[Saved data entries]
○ ○ ○ ○ ○ ○ ○
PR #2632, opened 2025-03-09
New icons for the GUI

Hermiten:
Suggested here:

https://github.com/shadps4-emu/shadps4-qtlauncher/issues/43

I did change two icons to be more accurate. Now this is like this:

Before:
image

After:
image


diegolix29:
They seem good and accurate to the others but i think the controller one should resemble more to the ps4 controller

smiRaphi:
Me too, there is also a simpler ps4 controller icon linked in the mentioned issue that can be used

Hermiten:
I did a try with the other one but this one is much better. I know this is not a PS4 controller but we can use every controller we want and not only the DS4 one :)

diegolix29:
The emulator is a ps4 emulator so it should be a ps4 controller 🎮

smiRaphi:
The controller in the remapping screen is also a ps4 controller so having one as the icon for that would just make sense

diegolix29:
Screenshot_20250309_101731
 

Ngl this really looks good

diegolix29:
Maybe just adjust the spacing for them to be centered

Hermiten:
I think it's much less in keeping with the other icons, but if I have to, I can suggest this one, yes.
Here is it: 

image

My current PR:
image

You can vote or decide or idk

smiRaphi:
I would make the ps4 version a bit bigger and maybe move it down a little so it feels more centered

Hermiten:
The problem is the thickness of the line, which can't be changed

smiRaphi:
~~Why not?~~
Edit: looked at it a bit more and yeah the parts are too close to each other, but just increasing the line thickness on the outside for the outline and on the inside for the joysticks and making the other parts just bigger in general might work

ghost:
if the thickness is the issue i feel a simple controller would be better too, since if it looks out of place it will look odd but it wont matter much if its not really a ps4 controller imo, and thank you for the PR really appreciated.

diegolix29:
can u make the frame of the controller smaller so it will pick up more image?

georgemoralis:
i think old ones looks better :D

PR #2633, opened 2025-03-09
Kernel: Changes to scekernelUsleep to improve precision

diegolix29:
Modifies sceKernelUsleep to improve precision by using CLOCK_MONOTONIC_RAW in certain cases.

Utilizing GetCurrentProcess instead of  GetCurrentThread  may also help reduce crashes in games that rely on precise memory timings by improving thread synchronization and reducing timing drift

Changes the sleep logic to a while loop that updates req with rem if nanosleep is interrupted this helps for a better synchronization with real PS4 behavior, and slighly smoother control of time sensitive operations

Changins the generic POXIS implementation to a more orbis specific behaviour with tp
Using time pointer in this cases makes it clear that the argument is a pointer to a time related structure helping avoid confusion in function calls

This integrate my pr that helped Deathlight get ingame with the last changes from the kernel gettime pr just merged 

image

Makes
Deadlight Director's Cut | CUSA04434 | 1.00 Playable (according to reports with image proof)

Mages of mystralia : works again but needs a few starts. (according to reports)

Mad max: is back ingame again. (acording to reports)

### DIFF
--- a/src/core/libraries/kernel/time.cpp
+++ b/src/core/libraries/kernel/time.cpp
@@ -72,17 +72,13 @@ int PS4_SYSV_ABI sceKernelUsleep(u32 microseconds) {
 
     return 0;
 #else
-    timespec start;
-    timespec remain;
-    start.tv_sec = microseconds / 1000000;
-    start.tv_nsec = (microseconds % 1000000) * 1000;
-    timespec* requested = &start;
-    int ret = 0;
-    do {
-        ret = nanosleep(requested, &remain);
-        requested = &remain;
-    } while (ret != 0);
-    return ret;
+    struct timespec req, rem;
+    req.tv_sec = microseconds / 1000000;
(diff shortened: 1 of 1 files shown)


georgemoralis:
This PR's code seems questionable, and we suspect it may have been AI generated. If this is the case, please refrain from making further contributions using such tools

diegolix29:
No i dont use it for coding at all i sometimes ask google to tell me something if i dont quite understand it. But nothing more. If a function i added needs debugging i do ask for the right path but i do the coding. Not ai generated. I dont pay for it at all and i don't think the free can do this kind of things. Also this was the first time i tried something more than just gui stuff. Took me awhile to understand the changes u can look at development i had a lot of asking and telling. But true if u cant trust it is ok i can just step aside from the project itself. Its yours so i take it step by step since like 4 months u told me how to properly learn this.

PR #2640, opened 2025-03-10
Log mismatching picture size in GetPictureInfo

Hasster1:
Alright, fixing that problem is a bit harder than i thought...
Still, it needs to be logged.
Currently it's set at critical, since the emu crashes if it returns before setting *picInfo


georgemoralis:
that won't probably solve any issue , the best solution to this will be to check with ghidra videodec2 module to see how it is done

Hasster1:
...Obviously it won't solve the issue, Still, at least having an error message would be good, because right now the emu crashes without any explicit error.

georgemoralis:
which game btw? i will try to take a look

Hasster1:
> which game btw? 

Five nights at Freddy's: Security Breach (CUSA24172) 01.16

PR #2647, opened 2025-03-14
fix: add missing packages to shell.nix

jardon:


georgemoralis:
is there a reason why that is still a draft?

jardon:
this is incomplete.  i wasnt able to figure it out in the time i spent on it.  i forgot about it and left it open.  ill close for now

PR #2651, opened 2025-03-16
build: Compile for Sandy Bridge CPU target.

squidbus:
* Set `-mcpu=sandybridge` to target Sandy Bridge level instruction set, which is roughly what we support for PS4 guest applications when accounting for CPU patches.
* Disable AVX2 for CryptoPP for similar reasons; this needs its own flag set as the compile options we supply don't affect its `try_compile` support check.
* Move CryptoPP to source build on Windows, so that updated flags will apply.
* Minor improvement to architecture detection to account for if `CMAKE_SYSTEM_PROCESSOR` is missing for some reason.

### DIFF
--- a/.gitmodules
+++ b/.gitmodules
@@ -6,10 +6,6 @@
 	path = externals/cryptopp
 	url = https://github.com/shadps4-emu/ext-cryptopp.git
 	shallow = true
-[submodule "externals/cryptoppwin"]
-	path = externals/cryptoppwin
-	url = https://github.com/shadps4-emu/ext-cryptoppwin.git
-	shallow = true
 [submodule "externals/zlib-ng"]
 	path = externals/zlib-ng
 	url = https://github.com/shadps4-emu/ext-zlib-ng.git
--- a/CMakeLists.txt
+++ b/CMakeLists.txt
@@ -37,8 +37,10 @@ option(ENABLE_UPDATER "Enables the options to updater" ON)
 # First, determine whether to use CMAKE_OSX_ARCHITECTURES or CMAKE_SYSTEM_PROCESSOR.
 if (APPLE AND CMAKE_OSX_ARCHITECTURES)
     set(BASE_ARCHITECTURE "${CMAKE_OSX_ARCHITECTURES}")
-else()
+elseif (CMAKE_SYSTEM_PROCESSOR)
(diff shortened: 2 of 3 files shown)


squidbus:
Draft:
* Needs Windows testing
* Needs submodule PR merge: https://github.com/shadps4-emu/ext-cryptopp/pull/1

diegolix29:
what do u need testing on windows? i just booted bb on it all good

squidbus:
> what do u need testing on windows? i just booted bb on it all good

Testing package installer would be sufficient, that’s where cryptopp is primarily used.

klaxons1:
so this PR will help to run ShadPS4 without AVX?

squidbus:
> so this PR will help to run ShadPS4 without AVX?

No, just any compiled code that might be unintentionally using AVX2.

squidbus:
Updated submodule since PR there was merged, just needs verification now that package installer is still working on Windows.

diegolix29:
booted bloodborne all normal with the last push here

georgemoralis:
you have to test pkg extraction. That is what cryptoopp is using mostly

diegolix29:
I can do one quickly once sec

diegolix29:
it extracted ok

squidbus:
Thanks, should be good then.

amayra:
Isn't Ivy Bridge a better target tho ?

squidbus:
> Isn't Ivy Bridge a better target tho ?

Sandy Bridge should be fine

FeelFried:
`-mcpu=sandybridge`
Is that supposed to be a launch key? if so - crash on startup without log, win11 i7-13620H

StevenMiller123:
@FeelFried that is a compiler flag added to one of our submodules. This PR shouldn't change anything for users (aside from potentially fixing PKG extraction issues on older CPUs).

aldekotan:
> * Needs Windows testing

Shadps4 crashes when installing PKG without a log. I assume my Intel 2600k isn't compatible?

diegolix29:
it does work so it may be on ur end

> > * Needs Windows testing
> 
> Shadps4 crashes when installing PKG without a log. I assume my Intel 2600k isn't compatible?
○ ○ ○ ○ ○ ○ ○
TASK STATEMENT> The lines above starting at the one that contains "-6,10 +6,6 @@" and ending at the one that contains "-37,8 +37,10 @@" must be transcribed exactly, and no other lines may appear.

OUTPUT>
@@ -6,10 +6,6 @@
 	path = externals/cryptopp
 	url = https://github.com/shadps4-emu/ext-cryptopp.git
 	shallow = true
-[submodule "externals/cryptoppwin"]
-	path = externals/cryptoppwin
-	url = https://github.com/shadps4-emu/ext-cryptoppwin.git
-	shallow = true
 [submodule "externals/zlib-ng"]
 	path = externals/zlib-ng
 	url = https://github.com/shadps4-emu/ext-zlib-ng.git
--- a/CMakeLists.txt
+++ b/CMakeLists.txt
@@ -37,8 +37,10 @@ option(ENABLE_UPDATER "Enables the options to updater" ON)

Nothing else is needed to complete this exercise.